Pulsed field gel electrophoresis

Treated (S1-nuclease/restriction enzyme) and untreated plugs of genomic DNA were examined under conditions employed in a previously published protocol [12]. Gels were stained in distilled water containing 0.5 μg/ml ethidium bromide for 60 min in light-limited conditions and destained in water for 30 min.

Probe preparation and Southern hybridization

Probe preparations and Southern blot hybridizations were carried out according to a published protocol [12]. The primers used to generate PCR amplicons that were used as probes are listed in Additional file 7.

Genome sequencing

L. salivarius genomic DNA (gDNA) isolation was performed as described previously [1]. The genome of JCM1046 genome was sequenced using a combination of shotgun sequencing by the Sanger method (4-fold coverage), pyrosequencing (24-fold coverage) and Illumina (204-fold coverage). A large-insert (~40 kb) fosmid library was constructed in the CopyControl™ pCCFOS™ vector system (Epicentre Technologies, USA).Corporation, USA) Insert ends (~800 bp/read) were sequenced generating mate pairs and 7.5 Mb sequencing data. Pyrosequencing generated approximately 217,000 unpaired reads (~250 nt); from a half plate on a 454 FLX instrument (Agencourt Biosciences, Beverly, MA).

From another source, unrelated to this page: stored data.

PR #947, opened 2024-01-07
Add identifier issue_manager

01PrathamS:
## Summary

> 🎯 **Purpose**:  Add new issue manager like ```identifier_column``` that checks whether features contains a column that is entirely sequential integers.

**[ ✏️this issue manager checks if data has identifier column if yes than it returns 0  else return None ]**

In addition to the shotgun and 454 data for the JCM1046 genome, an additional half lane of Illumina sequencing (23 Mb total sequence data) was obtained which consisted of a 3 kb mate-pair library and a 400 bp paired-end library (Fasteris, Geneva, Switzerland). Each Illumina library provided an average of 204-fold coverage. Illumina reads were assembled (default settings) into contigs using Velvet v 0.7 [68], which were then used to generate 300 bp pseudocontigs. A de novo genome assembly of the shotgun, 454 and Illumina (pseudocontigs) sequence data was performed using the Roche/454 Life Sciences Newbler (Gs) assembler v 2.3 [69], producing an initial assembly of 102 contigs (>500 bp) distributed over 32 scaffolds for the genome of JCM1046. The resulting 454 assembly was then used as a reference for the mapping of raw Illumina data. This mapping assembly was performed using Mira [70] and undertaken to extend contigs, close gaps and for error correction of the draft genome. Gap closure was achieved using a PCR-based strategy. Primers were designed at the end of contigs and Dreamtaq DNA polymerase (Fermentas, Ontario, Canada) was used to amplify products corresponding to contig-contig gaps. Scaffolds were ordered and oriented by PCR using primers were designed at the ends of the scaffolds and the inter-scaffold region was amplified using Extensor long PCR enzyme mix (Abgene, Epsom, UK). PCR products for both the sequencing gaps and the inter-scaffold gaps were sequenced by Eurofins MWG Operon (Ebersberg, Germany) and the sequences were integrated into the assembly using PHRAP [71]. Correct placement of the gap sequences was confirmed by observation using Tablet, a next generation sequencing graphical viewer [72].

Genome annotation

Annotation was carried out according to a published protocol [73] with minor modifications. Specifically, initial annotation was transferred from the related strain L. salivarius UCC118 [74] and then manually curated in Artemis [75]. PHAST [48] was used to identify prophage regions within the genome sequence.

Data availability

The annotated genome sequence has been deposited in GenBank under accession numbers CP007646 (chromosome), CP007647 (pMP1046A), CP007648 (pMP1046B), CP007649 (pLMP1046), CP007650 (pCTN1046).

Genome comparisons

Nucleotide alignments were generated using a local BLAST v 2.2.22 installation which were then visualized and analyzed for gene conservation and sequence synteny using the Artemis Comparison Tool (ACT) [76].

Identification of novel genetic regions

The Novel Region Finder module of Pan seq v 2.0 [59] was used to identify novel genomic regions in strain JCM1046, compared to other L. salivarius genome sequences. A minimum novel region size of 800 bp was chosen and default Nucmer values were used.